How does one deal with an architecturally significant building in the city?What does one do when the building is a concrete car park?

Studio Description

TOTAL interrogates the value we put onto heritage, and explores the relationship between architecture, programme, and the public realm. Looking at the iconic Total House on the corner of Russell and Little Bourke, the studio will examine architectural relics and their programmes, and question its significance in present-day social and urban contexts.

TOTAL will investigate the city, people, how spaces adapt, and how we relate and react to social and physical environments. Car ownership is declining, and cities are promoting people-friendly spaces. We will be interrogating the presence of a multi-storey carpark in a contemporary city, and examine the how spaces designed for vehicles may be adapted as spaces for people.

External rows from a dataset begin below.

PR #6396, opened 2022-09-12
🧭 Custom tabs refactoring

drewvolz:
- Follow-up to #6286 

## Context

After dogfooding the removal of support for in-app browser dependencies from this app, the experience was not so great. A fair amount of experiences in the app are a bit better if you aren't booted away so suddenly. We've also tried providing alerts that ask for permission to jump apps but that experience is also jarring.

The best of both scenarios does exist, though. This pull request aims to improve the experience by letting the user choose which of the two preferences they like. If the user wants their OS browser to handle all of the linking, great! We'll open with `Linking`. If someone else enjoys how the shipping app today keeps things connected by attaching a browser to the app temporarily, also great! They can continue to do that.

The aim of this UX decision is to keep things in-line with how the app behaves today, to provide smart defaults, and to allow the user control over where their data goes if they so choose. 

## What are these changes?

1. Dependencies! `react-native-inappbrowser-reborn` was added in https://github.com/StoDevX/AAO-React-Native/commit/4cb546a01295d5b43324b6b5f18200a2673b4943

    - unifies the library responsible for creating in-app browsers on iOS and Android
    - very flexible[ in terms of the props](https://github.com/proyecto26/react-native-inappbrowser#usage) we can pass it to customize the experience

2. Refactoring of `openUrl` in https://github.com/StoDevX/AAO-React-Native/commit/08bf992fbbba07b6925bf67ea5d5bc6f82d20181

    - removes platform branching by unifying the call site for opening urls within the app
    - adds additional error checking for opening links from inappbrowser's docs
    - sets custom properties for the in-app browser (enable animation, etc)

3. Allowing the user to save a preference of how links behave in https://github.com/StoDevX/AAO-React-Native/commit/60c3d87d87609ac38e12d5a51dddf7db4fc430f8

    - saves in-app preference to async storage
    - allows for toggling of the preference in app miscellaneous settings
    - uses the saved preference within `@frogpond/open-url` module

Note: Links that open in react native's read-only `TextInput` view that display data detectors for highlighting urls, dates, times (e.g. a calendar detail description field), etc will continue to behave (1) as they do in the shipping app today, and (2) autonomously from this setting. It would take some ugly changes on top of `TextInput` for us to react to the onPress event, find a url within the event props, open that link, and stop the default event from propagating. We can try to tackle that in the future if we decide to go after that behavior.

--- 

🎥  Demos

iOS | Android
--|--
 |


modules/open-url/open-url.ts
```diff
@@ -13,7 +15,29 @@ function genericOpen(url: string): Promise<boolean> {
...
+				animated: true,
+				showTitle: true,
+				enableUrlBarHiding: true,
+				enableDefaultShare: true,
+				modalPresentationStyle: 'currentContext',
+			})
+		} else {
+			// fall back to opening in Chrome / Browser / platform default
+			genericOpen(url)
+		}
```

However Total House presents an added layer of complexity - heritage significance means students must navigate and address its historical and stylistic value and develop an appropriate, well-researched position to vertically extend Total House as a mixed use building. Designed by Bogle Banfield Associates in 1965, the original building is considered significant as a rare example of Japanese-influenced Brutalist architecture. It is a relic of the time where motor vehicle ownership was rising and commissioned by the City on Melbourne as a response to the influx of cars in the city. Despite being publicly derided as ‘ugly’ by some, it was successfully put on the heritage register and saved from the wrath of developers seeking a highly prized city site for a ritzy new skyscraper.

Studio Outcomes

The studio will be structured around a series of design exercises ranging from the scale of the urban to the scale of the detail. This will culminate in a final project where students will propose a significant architectural intervention for Total House. Projects are to vertically extend the existing building to suit the contemporary city context. The renewed programme will be a mixed-use building that will include new offices, a small gallery, micro-brewery, and retail. Schemes are expected to acknowledge the street interface and civic needs of the  site  and engage  with  the social  and  cultural context  in  which the  project  is placed.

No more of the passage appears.